# EXERCISE:
Find and return every line of the data that contains the word "profiler".

··· TASK DATA ···

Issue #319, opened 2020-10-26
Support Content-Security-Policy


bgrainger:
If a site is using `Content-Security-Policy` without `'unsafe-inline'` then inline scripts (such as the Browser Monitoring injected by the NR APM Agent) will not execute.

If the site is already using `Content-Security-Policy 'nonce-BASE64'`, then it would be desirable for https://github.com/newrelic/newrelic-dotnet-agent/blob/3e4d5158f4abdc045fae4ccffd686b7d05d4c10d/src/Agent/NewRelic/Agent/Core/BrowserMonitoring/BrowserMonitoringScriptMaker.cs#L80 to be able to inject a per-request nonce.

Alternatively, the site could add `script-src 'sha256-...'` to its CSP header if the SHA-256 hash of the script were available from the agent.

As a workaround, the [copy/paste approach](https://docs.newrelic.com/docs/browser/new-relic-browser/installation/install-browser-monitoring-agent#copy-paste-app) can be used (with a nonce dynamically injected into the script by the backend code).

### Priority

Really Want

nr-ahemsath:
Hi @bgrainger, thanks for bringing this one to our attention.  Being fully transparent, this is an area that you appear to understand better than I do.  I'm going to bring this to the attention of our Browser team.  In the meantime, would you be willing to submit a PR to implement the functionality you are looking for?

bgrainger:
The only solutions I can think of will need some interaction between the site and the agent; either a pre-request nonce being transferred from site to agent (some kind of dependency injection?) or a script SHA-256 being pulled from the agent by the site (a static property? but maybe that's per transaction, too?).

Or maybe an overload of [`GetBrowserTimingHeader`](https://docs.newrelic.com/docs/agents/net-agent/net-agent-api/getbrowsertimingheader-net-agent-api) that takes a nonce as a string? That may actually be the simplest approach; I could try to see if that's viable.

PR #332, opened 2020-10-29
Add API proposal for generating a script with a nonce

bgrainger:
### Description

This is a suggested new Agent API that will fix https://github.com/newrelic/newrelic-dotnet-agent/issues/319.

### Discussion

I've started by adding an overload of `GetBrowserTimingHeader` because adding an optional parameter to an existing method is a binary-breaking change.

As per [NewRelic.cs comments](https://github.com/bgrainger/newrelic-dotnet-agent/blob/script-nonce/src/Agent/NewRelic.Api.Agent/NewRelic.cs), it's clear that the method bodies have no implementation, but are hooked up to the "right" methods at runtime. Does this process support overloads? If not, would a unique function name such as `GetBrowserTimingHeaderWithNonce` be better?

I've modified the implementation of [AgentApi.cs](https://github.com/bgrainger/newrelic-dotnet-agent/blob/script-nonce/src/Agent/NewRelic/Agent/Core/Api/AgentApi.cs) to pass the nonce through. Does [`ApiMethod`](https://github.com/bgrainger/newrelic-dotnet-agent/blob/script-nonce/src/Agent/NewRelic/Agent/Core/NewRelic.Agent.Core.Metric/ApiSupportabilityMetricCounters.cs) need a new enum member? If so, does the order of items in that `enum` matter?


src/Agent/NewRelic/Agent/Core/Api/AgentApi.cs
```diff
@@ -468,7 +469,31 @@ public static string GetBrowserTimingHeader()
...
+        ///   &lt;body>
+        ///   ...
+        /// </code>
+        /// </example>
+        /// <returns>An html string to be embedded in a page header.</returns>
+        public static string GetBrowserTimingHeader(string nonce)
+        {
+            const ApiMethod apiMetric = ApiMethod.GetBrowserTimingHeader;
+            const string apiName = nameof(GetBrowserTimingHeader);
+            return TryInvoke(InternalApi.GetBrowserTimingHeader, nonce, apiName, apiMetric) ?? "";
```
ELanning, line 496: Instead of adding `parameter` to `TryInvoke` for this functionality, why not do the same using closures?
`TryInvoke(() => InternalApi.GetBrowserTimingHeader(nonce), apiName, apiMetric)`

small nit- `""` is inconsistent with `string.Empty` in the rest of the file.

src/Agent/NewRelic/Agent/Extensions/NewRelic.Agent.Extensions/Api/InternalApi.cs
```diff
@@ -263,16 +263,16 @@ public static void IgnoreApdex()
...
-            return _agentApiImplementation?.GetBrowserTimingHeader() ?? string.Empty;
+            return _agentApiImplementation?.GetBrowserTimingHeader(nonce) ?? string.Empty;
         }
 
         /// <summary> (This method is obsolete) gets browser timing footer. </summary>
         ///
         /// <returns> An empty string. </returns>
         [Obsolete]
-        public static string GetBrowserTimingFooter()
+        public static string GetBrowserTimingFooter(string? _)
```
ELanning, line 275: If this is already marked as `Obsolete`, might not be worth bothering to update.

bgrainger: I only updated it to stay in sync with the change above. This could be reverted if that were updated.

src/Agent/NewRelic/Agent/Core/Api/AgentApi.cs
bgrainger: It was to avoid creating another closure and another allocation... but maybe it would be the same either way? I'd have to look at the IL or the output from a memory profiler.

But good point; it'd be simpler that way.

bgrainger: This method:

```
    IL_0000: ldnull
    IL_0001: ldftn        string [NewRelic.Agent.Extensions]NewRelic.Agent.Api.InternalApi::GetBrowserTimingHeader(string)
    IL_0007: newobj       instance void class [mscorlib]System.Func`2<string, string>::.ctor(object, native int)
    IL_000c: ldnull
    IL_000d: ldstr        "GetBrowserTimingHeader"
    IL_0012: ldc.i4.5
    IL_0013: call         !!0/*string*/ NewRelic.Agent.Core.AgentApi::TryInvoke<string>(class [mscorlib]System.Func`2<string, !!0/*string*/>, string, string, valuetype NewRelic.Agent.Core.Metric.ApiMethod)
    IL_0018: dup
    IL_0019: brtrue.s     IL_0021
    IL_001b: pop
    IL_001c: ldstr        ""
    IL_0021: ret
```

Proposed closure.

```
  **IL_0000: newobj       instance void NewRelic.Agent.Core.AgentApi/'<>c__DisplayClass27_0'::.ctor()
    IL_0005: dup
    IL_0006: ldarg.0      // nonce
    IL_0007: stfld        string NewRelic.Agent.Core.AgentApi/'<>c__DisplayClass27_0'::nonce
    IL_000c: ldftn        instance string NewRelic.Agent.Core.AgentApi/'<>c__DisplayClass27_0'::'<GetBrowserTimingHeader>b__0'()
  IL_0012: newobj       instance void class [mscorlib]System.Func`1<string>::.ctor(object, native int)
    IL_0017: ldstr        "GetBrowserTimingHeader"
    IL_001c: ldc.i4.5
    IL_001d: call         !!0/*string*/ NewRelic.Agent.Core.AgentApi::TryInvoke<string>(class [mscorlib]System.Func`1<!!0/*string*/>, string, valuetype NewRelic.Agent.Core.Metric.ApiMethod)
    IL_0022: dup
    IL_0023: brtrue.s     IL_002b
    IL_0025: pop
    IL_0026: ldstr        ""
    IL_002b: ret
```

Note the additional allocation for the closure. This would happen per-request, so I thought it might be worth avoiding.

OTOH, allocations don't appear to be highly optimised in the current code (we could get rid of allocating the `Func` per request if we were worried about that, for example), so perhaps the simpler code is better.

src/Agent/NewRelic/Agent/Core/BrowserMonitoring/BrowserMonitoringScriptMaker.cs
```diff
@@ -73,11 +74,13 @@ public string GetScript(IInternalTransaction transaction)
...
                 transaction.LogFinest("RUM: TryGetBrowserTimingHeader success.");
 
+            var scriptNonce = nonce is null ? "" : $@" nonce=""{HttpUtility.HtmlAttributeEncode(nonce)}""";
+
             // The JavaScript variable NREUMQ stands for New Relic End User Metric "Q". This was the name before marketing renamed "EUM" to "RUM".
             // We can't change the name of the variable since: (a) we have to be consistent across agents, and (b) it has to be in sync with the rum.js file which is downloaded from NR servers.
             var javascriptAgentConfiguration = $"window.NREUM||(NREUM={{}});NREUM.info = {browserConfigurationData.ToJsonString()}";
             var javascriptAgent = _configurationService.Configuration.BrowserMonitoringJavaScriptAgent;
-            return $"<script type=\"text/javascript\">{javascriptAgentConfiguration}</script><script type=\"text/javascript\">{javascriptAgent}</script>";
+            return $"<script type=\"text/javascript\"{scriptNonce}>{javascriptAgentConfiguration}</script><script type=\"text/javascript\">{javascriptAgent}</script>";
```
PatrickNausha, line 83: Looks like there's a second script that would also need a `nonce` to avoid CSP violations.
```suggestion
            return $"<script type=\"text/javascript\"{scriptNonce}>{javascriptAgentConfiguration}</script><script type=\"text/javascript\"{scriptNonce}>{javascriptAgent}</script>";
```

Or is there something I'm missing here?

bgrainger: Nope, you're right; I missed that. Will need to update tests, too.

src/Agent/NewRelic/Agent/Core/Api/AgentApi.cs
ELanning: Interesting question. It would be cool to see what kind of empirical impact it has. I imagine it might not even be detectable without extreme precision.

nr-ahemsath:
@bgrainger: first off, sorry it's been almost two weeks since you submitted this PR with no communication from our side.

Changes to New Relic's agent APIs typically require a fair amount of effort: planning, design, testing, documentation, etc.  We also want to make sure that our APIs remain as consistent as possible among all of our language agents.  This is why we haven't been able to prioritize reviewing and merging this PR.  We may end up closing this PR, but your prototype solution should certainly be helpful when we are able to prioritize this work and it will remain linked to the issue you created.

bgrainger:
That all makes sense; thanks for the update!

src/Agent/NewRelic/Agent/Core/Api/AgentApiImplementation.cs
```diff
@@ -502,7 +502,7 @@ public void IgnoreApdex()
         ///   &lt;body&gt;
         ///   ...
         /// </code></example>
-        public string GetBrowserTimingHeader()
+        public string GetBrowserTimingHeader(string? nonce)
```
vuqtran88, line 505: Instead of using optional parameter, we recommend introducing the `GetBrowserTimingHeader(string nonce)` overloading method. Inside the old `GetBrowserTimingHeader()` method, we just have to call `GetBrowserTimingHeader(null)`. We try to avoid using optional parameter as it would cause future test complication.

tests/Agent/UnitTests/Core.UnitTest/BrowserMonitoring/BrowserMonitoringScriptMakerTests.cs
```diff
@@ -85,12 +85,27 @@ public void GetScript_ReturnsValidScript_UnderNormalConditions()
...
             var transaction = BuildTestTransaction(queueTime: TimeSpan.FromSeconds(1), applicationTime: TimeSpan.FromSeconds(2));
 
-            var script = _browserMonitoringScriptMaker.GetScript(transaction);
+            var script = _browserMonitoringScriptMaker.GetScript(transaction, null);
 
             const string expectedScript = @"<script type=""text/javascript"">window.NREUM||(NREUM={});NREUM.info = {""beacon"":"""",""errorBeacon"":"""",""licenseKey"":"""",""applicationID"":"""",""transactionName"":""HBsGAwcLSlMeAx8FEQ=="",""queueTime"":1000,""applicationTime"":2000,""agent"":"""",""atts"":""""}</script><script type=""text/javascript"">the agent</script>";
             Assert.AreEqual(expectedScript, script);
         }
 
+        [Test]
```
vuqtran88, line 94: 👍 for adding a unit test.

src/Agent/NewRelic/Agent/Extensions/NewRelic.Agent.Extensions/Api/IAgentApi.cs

···
··· TASK DATA ···

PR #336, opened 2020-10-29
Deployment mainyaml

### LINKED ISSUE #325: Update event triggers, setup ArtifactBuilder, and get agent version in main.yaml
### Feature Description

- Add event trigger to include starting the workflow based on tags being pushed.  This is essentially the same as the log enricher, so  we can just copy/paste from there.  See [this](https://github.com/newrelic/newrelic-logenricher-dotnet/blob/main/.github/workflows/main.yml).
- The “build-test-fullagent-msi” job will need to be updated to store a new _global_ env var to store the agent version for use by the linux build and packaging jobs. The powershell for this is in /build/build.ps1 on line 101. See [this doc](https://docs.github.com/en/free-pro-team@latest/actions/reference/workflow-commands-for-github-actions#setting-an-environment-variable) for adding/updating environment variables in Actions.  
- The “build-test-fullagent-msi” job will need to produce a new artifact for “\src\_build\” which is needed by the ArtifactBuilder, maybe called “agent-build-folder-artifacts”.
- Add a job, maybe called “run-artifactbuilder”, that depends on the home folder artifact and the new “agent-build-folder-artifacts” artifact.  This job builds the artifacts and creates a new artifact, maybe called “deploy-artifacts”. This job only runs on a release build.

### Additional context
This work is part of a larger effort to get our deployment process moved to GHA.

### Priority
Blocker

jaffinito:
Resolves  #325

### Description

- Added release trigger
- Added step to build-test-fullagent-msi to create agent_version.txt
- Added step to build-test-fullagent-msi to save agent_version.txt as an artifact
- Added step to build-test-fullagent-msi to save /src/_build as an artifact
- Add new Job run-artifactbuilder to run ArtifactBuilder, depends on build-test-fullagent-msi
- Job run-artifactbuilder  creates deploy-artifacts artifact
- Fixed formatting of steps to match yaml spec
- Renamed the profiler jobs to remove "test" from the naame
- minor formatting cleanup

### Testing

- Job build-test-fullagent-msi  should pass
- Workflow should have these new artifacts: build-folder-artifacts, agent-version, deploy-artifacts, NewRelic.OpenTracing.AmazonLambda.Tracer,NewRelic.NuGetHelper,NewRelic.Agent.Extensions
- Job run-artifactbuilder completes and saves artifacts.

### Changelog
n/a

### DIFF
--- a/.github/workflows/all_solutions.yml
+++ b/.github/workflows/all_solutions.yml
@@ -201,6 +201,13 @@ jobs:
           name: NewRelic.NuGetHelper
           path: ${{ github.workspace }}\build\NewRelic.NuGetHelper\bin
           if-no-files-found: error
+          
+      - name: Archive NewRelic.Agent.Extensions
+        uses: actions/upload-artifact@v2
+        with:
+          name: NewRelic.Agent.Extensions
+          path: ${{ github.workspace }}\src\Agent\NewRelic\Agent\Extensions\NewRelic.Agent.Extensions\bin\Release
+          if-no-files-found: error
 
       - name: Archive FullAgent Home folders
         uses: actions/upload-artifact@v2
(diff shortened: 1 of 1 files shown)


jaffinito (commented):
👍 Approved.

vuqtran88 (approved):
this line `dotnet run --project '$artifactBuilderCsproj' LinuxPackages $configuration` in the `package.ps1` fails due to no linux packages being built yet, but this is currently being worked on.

···

# REPLY:
bgrainger: It was to avoid creating another closure and another allocation... but maybe it would be the same either way? I'd have to look at the IL or the output from a memory profiler.
- Renamed the profiler jobs to remove "test" from the naame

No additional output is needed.